__WHAT YOU HAVE TO DO__
The entries below are to be returned exactly. Include all of them.
================================
PR #75, opened 2016-11-02
First pass at reducing the diff between bhyve and hyperkit

rneugeba:
xhyve/hyperkit was derived from bhyve and shares more common code with it than there are differences. This is a first pass at trying to reduce the difference and mostly does two things:

- clean up casts introduced in xhyve. While the casts are necessary to compile with clang, xhyve used a lot of unnecessary parentheses and whitespaces. Cleaning them up increases the chance of upstreaming them to bhyve.
- add `-Wno-padded` to `CFLAGS` and remove pragmas from the source code
- mark commented out FreeBSD code with `#ifdef __FreeBSD__`
- whitespace cleanups. Bring hyperkit code more inline with bhyve formatting

/cc @ijc25 @avsm @luigirizzo

### DIFF
--- a/config.mk
+++ b/config.mk
@@ -40,6 +40,7 @@ CFLAGS_WARN := \
   \
   -Wno-dollar-in-identifier-extension \
   -Wno-gnu-statement-expression \
+  -Wno-packed \
   -Wno-padded \
   -Wno-reserved-id-macro \
   -Wno-unknown-warning-option \
--- a/config.mk
+++ b/config.mk
@@ -40,6 +40,7 @@ CFLAGS_WARN := \
   \
   -Wno-dollar-in-identifier-extension \
   -Wno-gnu-statement-expression \
+  -Wno-padded \
   -Wno-reserved-id-macro \
   -Wno-unknown-warning-option \
   -Wno-unused-macros
--- a/config.mk
+++ b/config.mk
@@ -32,14 +32,17 @@ CFLAGS_OPT := \
   -flto \
   -fstrict-aliasing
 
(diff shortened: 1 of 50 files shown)


config.mk
```diff
@@ -32,14 +32,18 @@ CFLAGS_OPT := \
...
-  -Wno-reserved-id-macro \
+  -pedantic \
+  \
   -Wno-dollar-in-identifier-extension \
   -Wno-gnu-statement-expression \
-  -pedantic
+  -Wno-padded \
+  -Wno-reserved-id-macro \
+  -Wno-unknown-warning-option \
+  -Wno-unused-macros
```
ijc25: Would be nice to eventually have a `cc-option` make macro, but `-Wno-unknown-warning-option` will suffice for now.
================================
__SOLVED PROBLEM__
PR #75, opened 2016-11-02
First pass at reducing the diff between bhyve and hyperkit

rneugeba:
xhyve/hyperkit was derived from bhyve and shares more common code with it than there are differences. This is a first pass at trying to reduce the difference and mostly does two things:

- clean up casts introduced in xhyve. While the casts are necessary to compile with clang, xhyve used a lot of unnecessary parentheses and whitespaces. Cleaning them up increases the chance of upstreaming them to bhyve.
- add `-Wno-padded` to `CFLAGS` and remove pragmas from the source code
- mark commented out FreeBSD code with `#ifdef __FreeBSD__`
- whitespace cleanups. Bring hyperkit code more inline with bhyve formatting

/cc @ijc25 @avsm @luigirizzo

### DIFF
--- a/config.mk
+++ b/config.mk
@@ -40,6 +40,7 @@ CFLAGS_WARN := \
   \
   -Wno-dollar-in-identifier-extension \
   -Wno-gnu-statement-expression \
+  -Wno-packed \
   -Wno-padded \
   -Wno-reserved-id-macro \
   -Wno-unknown-warning-option \
--- a/config.mk
+++ b/config.mk
@@ -40,6 +40,7 @@ CFLAGS_WARN := \
   \
   -Wno-dollar-in-identifier-extension \
   -Wno-gnu-statement-expression \
+  -Wno-padded \
   -Wno-reserved-id-macro \
   -Wno-unknown-warning-option \
   -Wno-unused-macros
--- a/config.mk
+++ b/config.mk
@@ -32,14 +32,17 @@ CFLAGS_OPT := \
   -flto \
   -fstrict-aliasing
 
(diff shortened: 1 of 50 files shown)


config.mk
```diff
@@ -32,14 +32,18 @@ CFLAGS_OPT := \
...
-  -Wno-reserved-id-macro \
+  -pedantic \
+  \
   -Wno-dollar-in-identifier-extension \
   -Wno-gnu-statement-expression \
-  -pedantic
+  -Wno-padded \
+  -Wno-reserved-id-macro \
+  -Wno-unknown-warning-option \
+  -Wno-unused-macros
```
ijc25: Would be nice to eventually have a `cc-option` make macro, but `-Wno-unknown-warning-option` will suffice for now.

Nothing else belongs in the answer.